Pull the knob off, have a look, if it all looks fine, then see if you can fit it back on correctly and push it in all the way.


----------



## stevie6 (Feb 10, 2021)

Just did that. Pushed in fully. No luck. Still doesn't do anything. Just seems to be spinning.

When I let the machine cool down, and took the knob off, I could see there was a flat point on the shaft. Hole in the knob has square bottom. But also a small metal bar opposite. Seems to fit best with D part of shaft aligning with flat bit of knob, and the metal bar part contacting the circular part of the shaft. But shaft won't turn. Can't get it to turn manually with knob off. Not sure how much resistance this should have. Certainly can't turn it with my fingers. And don't want to try pliers.

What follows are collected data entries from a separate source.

PR #2889, opened 2020-01-22
meta: always generate snapcraft-runner to workaround classic PATH bug

cjp256:
Snapcraft previously generated wrappers for most commands.  Once
snapcraft became more conserative about generating unnecessary wrappers,
issues began to surface with regard to PATH being set incorrectly
for classic snap apps that did not use shell.

To work around the issue, this commit adds an empty snapcraft-runner to
the command-chain for all apps, where they typically would have none.
Once this issue is resolved in snapd, we can probably remove this
workaround.

LP#: 1860369

-----

### DIFF
--- a/snapcraft/internal/meta/_snap_packaging.py
+++ b/snapcraft/internal/meta/_snap_packaging.py
@@ -438,8 +438,8 @@ class _SnapPackaging:
 
         Return path relative to prime directory, if created."""
 
-        # If there are no apps, no need to create a runner.
-        if not self._snap_meta.apps:
+        # If there are no apps, or type is snapd, no need to create a runner.
+        if not self._snap_meta.apps or self._config_data.get("type", "") == "snapd":
             return None
 
         # Classic confinement or building on a host that does not match the target base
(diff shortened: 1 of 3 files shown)


snapcraft/internal/meta/_snap_packaging.py
```diff
@@ -438,36 +438,42 @@ def _generate_snapcraft_runner(self) -> Optional[str]:
 
         Return path relative to prime directory, if created."""
 
+        # If there are no apps, no need to create a runner.
+        if not self._snap_meta.apps:
```
sergiusens: can you take the snapd snap type into account as well?

cjp256: Done

sergiusens:
Can we add a couple of unit and integration tests for this?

I am assuming this is knackered and machine needs replaced.


----------



## MediumRoastSteam (Jul 7, 2015)

@stevie6 - Brand new machine. Contact the retailer. that's the best you can do.


----------



## DavecUK (Aug 6, 2013)

Take some photos and as the retailer. I'm sure you would know how to fit an appliance knob, it all sounds OK so presumably something else is going on if the knob is spinning freely and not closing the valve.


----------



## stevie6 (Feb 10, 2021)

Yes - the knob should really only go on one way to fit the profile of the D shaft and grip the flat bit.

Have contacted the retailer. Assume they will get back to me tomorrow. Annoying - was looking forward to some coffee.

Thanks for your help.


----------



## stevie6 (Feb 10, 2021)

Managed to fix it. At least to the point of getting the steam to go off. Machine needed to really cool down completely - less expansion - before the knob fitted on correctly to the point where it does turn the shaft. Will try later to make sure it works OK when back up to temperature.


----------



## DavecUK (Aug 6, 2013)

The shaft of the knob actually partly goes inside the case when pushed in fully, yours might have caught the edge of the hole...just ease it about a Tad and make sure it's fully pushed in.


----------



## stevie6 (Feb 10, 2021)

Yes, I think that was the problem. Appears to work now correctly seated.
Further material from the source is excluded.